Graduate gap
by one measure, Massachusetts is easily the most educated state in the United States. Among our residents over 25 years old, 37.9 percent had at least a bachelor’s degree in 2007, according to US Census data — putting us in front of second-place Maryland (35.2 percent) and far ahead of the nation as a whole (27.5 percent). If our education ceiling is impressive, however, our floor is not so hot. The Bay State is tied for 17th place in high school graduation rates, with 88.4 percent of our over-25 residents holding diplomas — better than the national average of 84.5 percent, but well below first-place Wyoming’s 91.2 percent.
The combined result of these two statistics is that Massachusetts is dead last in the percentage of its population that has completed high school but not received a college degree, as shown on the map below. We’re in the same company as several other urban states, mostly with above-average college graduate rates and so-so high school completion rates. (The major exception is Texas, which has a so-so college graduate population and a well-below-average high school graduate population.)

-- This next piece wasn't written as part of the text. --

PR #222, opened 2020-10-15
docs for models and namespaces

dsyme:
Adds docs for the remaining namespaces and some docs on the Model types

@gbaydin please review - the docs are taken from PyTorch as before.  We could also jsut use links across to the PyTorch docs instead of have the repeated `<remarks>` sections, let me know what you'd like.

Compared with 1990, the college-degree share of the Bay State population jumped by 8.1 points (up from 29.8 percent), one of the biggest increases in the US. At the same time, our high school graduate share rose by a more modest 4.7 points. (Nationally, it was up 9.0 points.) Our failure, as yet, to hit the 90 percent mark, is attributable to several cities with lagging graduation rates. In Lawrence, 37 percent of the adult population had not completed high school; the comparable figures were 36 percent in New Bedford and 34 percent in Pittsfield.